Discussions: Flat or Threaded?

I like the Google Groups approach. It lets you scroll through a flat model while showing you in a tree off to the left where the message fits in in the reply hierarchy.

slashdot’s new beta nested/threaded comments system is way better than anything else I’ve seen. Realtime expanding and collapsing of threads, yet still retaining permalinks to each comment/parent allowing you to throw conversations into new tabs. Much better than flat view, by anybody’s standards.

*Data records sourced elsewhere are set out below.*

PR #6782, opened 2023-08-04
feat(api): add `ArrayIntersect` operation and corresponding `ArrayValue.intersect` API

cpcloud:
This PR adds an `intersection` method to arrays.

### DIFF
--- a/ibis/expr/types/arrays.py
+++ b/ibis/expr/types/arrays.py
@@ -725,7 +725,48 @@ class ArrayValue(Value):
         """
         return ops.ArrayUnion(self, other).to_expr()
 
-    def zip(self, other: ir.Array, *others: ir.Array) -> ir.Array:
+    def intersect(self, other: ArrayValue) -> ArrayValue:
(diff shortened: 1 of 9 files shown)


ibis/expr/types/arrays.py
```diff
@@ -725,7 +725,48 @@ def union(self, other: ir.ArrayValue) -> ir.ArrayValue:
         """
         return ops.ArrayUnion(self, other).to_expr()
 
-    def zip(self, other: ir.Array, *others: ir.Array) -> ir.Array:
+    def intersection(self, other: ArrayValue) -> ArrayValue:
```
kszucs, line 728: I have a slight preference to call both the API method and the operation it intersect instead of intersection.

kszucs (approved):

ibis/expr/types/arrays.py
cpcloud: Ah, definitely! We should be consistent with `Table`, which def `intersect`

PR #6784, opened 2023-08-05
fix(snowflake): use ibis-defined `array_sort` until upstream lands

cpcloud:
Looks like `array_sort` is not actually release upstream. I define `array_sort` here as a JavaScript UDF in the meantime.


cpcloud:
Merging to get upstream passing again.

PR #6791, opened 2023-08-06
refactor(analysis): rewrite substitute_unbound to use the new pattern system

kszucs:


ibis/expr/analysis.py
```diff
@@ -167,15 +170,9 @@ def fn(node):
...
-
-    def fn(node, _, **kwargs):
-        if isinstance(node, ops.DatabaseTable):
-            return ops.UnboundTable(name=node.name, schema=node.schema)
-        else:
-            return node.__class__(**kwargs)
-
-    return node.map(fn)[node]
+    return node.replace(
+        p.DatabaseTable(name=x, schema=y) >> c.UnboundTable(name=x, schema=y)
```
cpcloud, line 174: Can we instantiate the pattern variables in this function's scope instead of globally, and also call them `name` and `schema`?

cpcloud (approved):
This looks pretty awesome.

ibis/expr/analysis.py
kszucs: We could just define the two variables in the function or we could use capture and variable object directly in the pattern too. Matter of preference mostly, but we can revisit it later.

Daily I search for the answer to some code problem, and the answer is usually buried in some type of forum system. There’s something about clicking “all messages in thread, reverse-chrono date-sort mod52” that makes my brain do flips, but is the correct “classic thread view” option I want.

I agree!

Can you tell from my comments so far of what I am referring to? If this were a threaded discussion, you could! I think a flat view is worse than a threaded view. And quotes add too much noise.

A threaded view more closely imitates how humans react because, in general, people communicate with only one other, or one thought. The problem is that the UI of the threaded view is cumbersome. The nested comment structure helps in this regard, but I still like the threaded view best so I can scan the subject lines. When I chose a discussion board, one of my criteria was that the user could choose between threaded and flat views.

Threaded conversations simulate the social dynamic where one or two people break off from the main conversation and discuss some interesting side issue, ideally related to the thread topic.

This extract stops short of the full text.